> **EXERCISE DETAILS**
Please copy every line of the records below that holds the word "LGTM".

> **EXTRACTED DATA**
PR #343, opened 2017-03-07
add in a sum for total errors for analyze-local-images. `echo $?` return 1 when there are any errors, …

ruokai-lai:
add in a sum for total errors for analyze-local-images. `echo $?` return 1 when there are any errors, so that it can break our CI pipeline when needed

### DIFF
--- a/contrib/analyze-local-images/main.go
+++ b/contrib/analyze-local-images/main.go
@@ -270,7 +270,10 @@ func AnalyzeLocalImage(imageName string, minSeverity types.Priority, endpoint, m
 		fmt.Printf("%s No vulnerabilities were detected in your image\n", color.GreenString("Success!"))
 	} else if !hasVisibleVulnerabilities {
 		fmt.Printf("%s No vulnerabilities matching the minimum severity level were detected in your image\n", color.YellowString("NOTE:"))
-	}
+	} else {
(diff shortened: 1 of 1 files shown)


contrib/analyze-local-images/main.go
```diff
@@ -270,7 +270,10 @@ func AnalyzeLocalImage(imageName string, minSeverity types.Priority, endpoint, m
 		fmt.Printf("%s No vulnerabilities were detected in your image\n", color.GreenString("Success!"))
 	} else if !hasVisibleVulnerabilities {
 		fmt.Printf("%s No vulnerabilities matching the minimum severity level were detected in your image\n", color.YellowString("NOTE:"))
-	}
+	} else {
+                errorTotal := errors.New("total Errors: "+strconv.Itoa(len(vulnerabilities)))
```
Quentin-M: Let's make it a sentence and then LGTM: 

```
return fmt.Errorf("A total of %d vulnerabilities have been detected in your image", len(vulnerabilities))
```

Quentin-M (changes requested):

Quentin-M:
Thanks for your contribution!

contrib/analyze-local-images/main.go
ruokai-lai: Like your suggestion. :+1:  have update my code.

Quentin-M (approved):

PR #348, opened 2017-03-16
update docker image spec url

supereagle:
Update docker image spec url as image spec v1.2.0 has been adopted starting in Docker 1.12.

@Quentin-M  @jzelinskie  PTAL.


jzelinskie (approved):
Looks good! Thanks for the fix!

Issue #221, opened 2016-07-21
Disable fetcher(s)?


Djelibeybi:
Is there a way to disable one/more fetchers when Clair runs? 

I'd like to disable the Debian/Ubuntu fetchers as they take a very long time to run and I'm not intending on scanning any images based on Debian or Ubuntu.

jzelinskie:
You cannot at runtime, but you can at compile time. If you strip the imports from main.go (i.e. remove [this line](https://github.com/coreos/clair/blob/master/cmd/clair/main.go#L31))

Djelibeybi:
True. I guess I was hoping for something I wouldn't have to keep reverting to make sure I don't check it into my git repo by mistake. :)

Can I turn this into a config enhancement request?

jzelinskie:
Addressed in #432.

PR #351, opened 2017-03-21
Enable runtime fetcher disable/enable

Djelibeybi:
Implements #221 

This adds a configuration section to config.yaml which allows users
to enable/disable each fetcher at runtime.

I used the same mechanism being used by the notifications so that future fetchers can add additional configuration items without too much work.

Signed-off-by: Avi Miller <avi.miller@oracle.com>

### DIFF
--- a/cmd/clair/config.go
+++ b/cmd/clair/config.go
@@ -25,6 +25,7 @@ import (
 	"github.com/coreos/clair"
 	"github.com/coreos/clair/api"
 	"github.com/coreos/clair/database"
+	"github.com/coreos/clair/ext/vulnsrc"
 	"github.com/coreos/clair/ext/notification"
 	"github.com/fernet/fernet-go"
 )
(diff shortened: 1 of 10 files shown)


Quentin-M:
Thanks,

I really like the idea, thanks for your contribution!

jzelinskie:
The code looks really good. @Quentin-M should we ship this after 2.0 for as a part of it? We're already breaking the config.

Djelibeybi:
The existing config (unmodified) should allow Clair to run without modification. The config changes can be added to disable fetchers, but without the config, all fetchers should work (as before).

jzelinskie:
This sounds good to me. Let's have them all default to on, but can be disabled.

jzelinskie:
#432 implements this behavior, but with a much safer design at the database level.
I'm going to close this PR and prioritize work towards getting #432 merged.

PR #352, opened 2017-04-03
api: fix 404 error logging

kevinburke:
The first value is an integer and the second value is a string and the
format string has these backwards, leading to %!s(int=404) appearing
in the logs instead of "404".


jzelinskie (approved):
Thanks! We've actually noticed this, but ignored it for far too long!

PR #366, opened 2017-04-19
ext/vulnsrc/oracle: fix ELSA version comparison

jzelinskie:
Previously we naively compared integers. However, not all versions have
the same length.

### DIFF
--- a/ext/vulnsrc/oracle/oracle.go
+++ b/ext/vulnsrc/oracle/oracle.go
@@ -85,6 +85,36 @@ func init() {
 	vulnsrc.RegisterUpdater("oracle", &updater{})
 }
 
+func compareELSA(left, right int) int {
+	// Fast path equals.
+	if right == left {
+		return 0
+	}
+
+	lstr := strconv.Itoa(left)
+	rstr := strconv.Itoa(right)
+
+	for i := range lstr {
+		// If right is too short to be indexed, left is greater.
+		if i >= len(rstr) {
+			return 1
+		}
+
+		ldigit, _ := strconv.Atoi(string(lstr[i]))
+		rdigit, _ := strconv.Atoi(string(rstr[i]))
+
+		if ldigit > rdigit {
+			return 1
+		} else if ldigit < rdigit {
+			return -1
+		}
+		continue
+	}
+
+	// Everything the length of left is the same.
+	return len(lstr) - len(rstr)
+}
+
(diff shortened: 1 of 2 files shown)


ext/vulnsrc/oracle/oracle.go
```diff
@@ -115,7 +150,7 @@ func (u *updater) Update(datastore database.Datastore) (resp vulnsrc.UpdateRespo
 		r := elsaRegexp.FindStringSubmatch(line)
 		if len(r) == 2 {
 			elsaNo, _ := strconv.Atoi(r[1])
-			if elsaNo > firstELSA {
+			if compareELSA(elsaNo, firstELSA) == 1 {
```
Quentin-M: Usually you'd test for `> 0` because this kind of comparison functions typically only offers the sign and 0 guarantees (C / Java) and return a distance/difference between the two (at least for the first part that is different).

i.e. ```return len(lstr) - len(rstr)```

ext/vulnsrc/oracle/oracle.go
```diff
@@ -85,6 +85,41 @@ func init() {
...
+		continue
+	}
+
+	// Everything the length of left is the same.
+	if len(lstr) == len(rstr) {
+		return 0
+	} else if len(lstr) > len(rstr) {
+		return 1
+	}
+	return -1
```
Quentin-M: the whole block can be replaced by `return len(lstr) - len(rstr)` - typically what's used.

ext/vulnsrc/oracle/oracle.go
```diff
@@ -85,6 +85,41 @@ func init() {
...
+		}
+
+		ldigit, _ := strconv.Atoi(string(lstr[i]))
+		rdigit, _ := strconv.Atoi(string(rstr[i]))
+
+		if ldigit > rdigit {
+			return 1
+		} else if ldigit < rdigit {
+			return -1
+		}
```
Quentin-M, line 110: can test for eq and return the diff too.

jzelinskie: nope, the equal case here should be `continue` which it already falls back to.
Go linters always want you to drop the last case like this /shrug

Quentin-M: i meant, you can do:
```
if ldigit != rdigit {
  return ldigit - rdigit
}
```

Quentin-M (approved):

PR #367, opened 2017-04-19
contrib: only extract layers from history

jzelinskie:
This tool was written before v2 existed and I'm not sure if our assumptions are still true.


Quentin-M (approved):

Quentin-M:
I need an auto-approver script.

PR #371, opened 2017-04-25
Add logging

caipre:
These changes add some logging information that was useful to me when working with clair.

### DIFF
--- a/worker.go
+++ b/worker.go
@@ -210,7 +210,7 @@ func detectFeatureVersions(name string, files tarutil.FilesMap, namespace *datab
 			continue
 		}
 
-		log.Warningf("layer %s: Layer's namespace is unknown but non-namespaced features have been detected", name)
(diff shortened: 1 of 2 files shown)


jzelinskie (approved):
LGTM. Thanks!

worker.go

> **RESPONSE BOX**
Quentin-M: Let's make it a sentence and then LGTM: 
LGTM. Thanks!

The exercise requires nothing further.